Monday, February 23, 2009

Dose of Perspective

Seen this? Comedy, yet profound.

"Everything's Amazing, Everyone's Unhappy" (Can't embed it here, it seems.)

It's more a comment on the human condition, I think, than anything.

On flying, I'd say you're doing something no one in history had ever done until 100 or so years ago, and going faster than any human had ever traveled until maybe 60 years ago.

We take so much for granted.

Wednesday, December 17, 2008

Who Was Running That Scheme?

Thomas Friedman:

I have no sympathy for Madoff. But the fact is, his alleged Ponzi scheme was only slightly more outrageous than the “legal” scheme that Wall Street was running, fueled by cheap credit, low standards and high greed. What do you call giving a worker who makes only $14,000 a year a nothing-down and nothing-to-pay-for-two-years mortgage to buy a $750,000 home, and then bundling that mortgage with 100 others into bonds — which Moody’s or Standard & Poors rate AAA — and then selling them to banks and pension funds the world over? That is what our financial industry was doing. If that isn’t a pyramid scheme, what is?

The SEC's description of Mortgage-Backed Securities (MBSs) (emphasis mine):

Mortgage loans are purchased from banks, mortgage companies, and other originators and then assembled into pools by a governmental, quasi-governmental, or private entity. ...

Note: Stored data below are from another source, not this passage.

PR #454, opened 2026-07-06
fix(input): stop Wolf virtual controllers leaking into the host desktop

### LINKED ISSUE #451: DualSense input leaks into host

JBailes:
## Problem

Wolf's virtual gamepads are created via `uinput`/`uhid` inside the Wolf container but appear as **real devices in the host kernel**. The udev rules that are supposed to keep them off the host's active seat don't do their job, so `systemd-logind` grants the logged-in desktop user a `uaccess` ACL and the streamed controller **also drives the host desktop** (e.g. the DualSense touchpad moves the host mouse pointer).

Fixes #451. Also matches the reports in games-on-whales/unraid-plugin#57.

## Root cause

Three compounding defects in `85-wolf.rules` (and the copy in the quickstart docs):

1. **Stale device names.** The rules match `Wolf PS5 (virtual) pad` and `Wolf gamepad (virtual) motion sensors`, but the pad is created as `Wolf DualSense (virtual) pad` (`src/moonlight-server/control/input_handler.cpp:126`), and the kernel's `hid-playstation` driver names its children `… pad Touchpad` and `… pad Motion Sensors`. None of those match, so the rules never fire for the DualSense.
2. **No rule for the DualSense touchpad** child device — so it kept moving the host cursor even after a user corrected the pad name.
3. **The actual leak vector.** The joypad rules set only `MODE`/`GROUP`, with no seat reassignment and no `uaccess` removal. A `uaccess` ACL overrides the group permissions, so a pad leaked to the host **even when its name matched** — which is why the leak reproduced across Xbox, DualSense and the Wolf UI.

## Fix

- Match every Wolf virtual device by its **`Wolf ` name prefix (glob)** instead of hard-coded names — covers the gamepad, the DualSense `Touchpad` + `Motion Sensors` child devices, and the `hidraw` node, and won't go stale on a future rename.
- Match both the device's own name (`ATTR`, for the uinput pads) and any ancestor's name (`ATTRS`, for the uhid DualSense children + hidraw).
- Park the devices on the phantom **`seat9`** and **strip the `uaccess` ACL** so no logged-in host user can read them.
- Update the quickstart docs to match, and add a troubleshooting entry.

## New diagnostic — `scripts/wolf-input-diag.sh`

Host-side, non-destructive tool to validate controller passthrough and isolation (it never grabs a device, so it can't steal input from a running game):

- `host` — audits every `Wolf …` device on the host and flags any reachable by a non-root user or not covered by the rules (the leak in this issue).
- `discover` / `static` — lists per-container input devices and fails if a node is shared across containers.
- `monitor` / `live` — live checks that input reaches the container it should and no other.

It doubles as the acceptance test for the rules change.

## Testing

- Device names verified against source (`input_handler.cpp`) and the pinned `inputtino` dependency; rules and script are syntax-checked.
- ⚠️ **Needs confirmation on hardware with a physical DualSense.** I don't have a way to assert the exact `logind`/`udev` behaviour (whether `seat9` + `TAG-="uaccess"` fully strips the ACL on the touchpad child device) without a real device. Reproduce and confirm with the bundled diagnostic:
  ```bash
  sudo ./scripts/wolf-input-diag.sh host   # BEFORE: LEAK lines for the pad + touchpad
  sudo cp 85-wolf.rules /etc/udev/rules.d/ && sudo udevadm control --reload-rules && sudo udevadm trigger
  # reconnect the controller, then:
  sudo ./scripts/wolf-input-diag.sh host   # AFTER: all root-only, rule-covered
  ```

### DIFF
--- a/85-wolf.rules
+++ b/85-wolf.rules
@@ -1,14 +1,27 @@
-# Allows Wolf to access /dev/uinput
-KERNEL=="uinput", SUBSYSTEM=="misc", MODE="0660", GROUP="input", OPTIONS+="static_node=uinput"
+# Allows Wolf to access /dev/uinput (needed to create the virtual gamepad/keyboard/mouse)
+KERNEL=="uinput", SUBSYSTEM=="misc", MODE="0660", GROUP="input", OPTIONS+="static_node=uinput", TAG+="uaccess"
 
-# Allows Wolf to access /dev/uhid
-KERNEL=="uhid", TAG+="uaccess"
+# Allows Wolf to access /dev/uhid (needed for DualSense emulation)
+KERNEL=="uhid", MODE="0660", GROUP="input", TAG+="uaccess"
 
-# Move virtual keyboard and mouse into a different seat
+# Move the virtual keyboard and mouse onto a phantom seat (seat9) so the host's
+# logged-in desktop user cannot read them.
 SUBSYSTEMS=="input", ATTRS{id/vendor}=="ab00", MODE="0660", GROUP="input", ENV{ID_SEAT}="seat9"
 
-# Joypads
-SUBSYSTEMS=="input", ATTRS{name}=="Wolf X-Box One (virtual) pad", MODE="0660", GROUP="input"
-SUBSYSTEMS=="input", ATTRS{name}=="Wolf PS5 (virtual) pad", MODE="0660", GROUP="input"
-SUBSYSTEMS=="input", ATTRS{name}=="Wolf gamepad (virtual) motion sensors", MODE="0660", GROUP="input"
-SUBSYSTEMS=="input", ATTRS{name}=="Wolf Nintendo (virtual) pad", MODE="0660", GROUP="input"
+# Wolf virtual controllers: the gamepads (Xbox / DualSense / Nintendo), the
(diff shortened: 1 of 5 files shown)


JBailes:
Superseded by #455 — moved onto the main repo with cleaned-up commit history. Closing this one.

Most MBSs are issued by the Government National Mortgage Association (Ginnie Mae), a U.S. government agency, or the Federal National Mortgage Association (Fannie Mae) and the Federal Home Loan Mortgage Corporation (Freddie Mac), U.S. government-sponsored enterprises. Ginnie Mae, backed by the full faith and credit of the U.S. government, guarantees that investors receive timely payments. Fannie Mae and Freddie Mac also provide certain guarantees and, while not backed by the full faith and credit of the U.S. government, have special authority to borrow from the U.S. Treasury. Some private institutions, such as brokerage firms, banks, and homebuilders, also securitize mortgages, known as "private-label" mortgage securities.

So if most are from Ginnie, Fannie and Freddie, isn't it really those organizations' pyramid scheme? And if they come with "certain guarantees," why wouldn't they get high ratings?

It really does go back to the Community Reinvestment Act.

Sunday, December 14, 2008

Needing an Explanation

Zimababwe blames the west for their cholera:

Zimbabwe on Saturday accused the West of waging biological warfare to deliberately start a cholera epidemic that has killed hundreds of people and sickened thousands.

... Zimbabwean officials often blame their country's troubles on the West.
As one wise sage once said, "if the CIA didn't exist, the left would have to invent it" for something to pin their failures on. (This time they're blaming the British first.) Note that blame aimed at "western powers" goes back at least to Stalin.

Friday, November 21, 2008

Bush's Snub That Wasn't

Via Breitbart: the "snub" that wasn't, even though Jon Stewart and your own eyes clearly tell you otherwise.

Maybe I sound like a broken record, but what would public opinion be if every falsehood and distortion like this could be completely undone in every person's mind?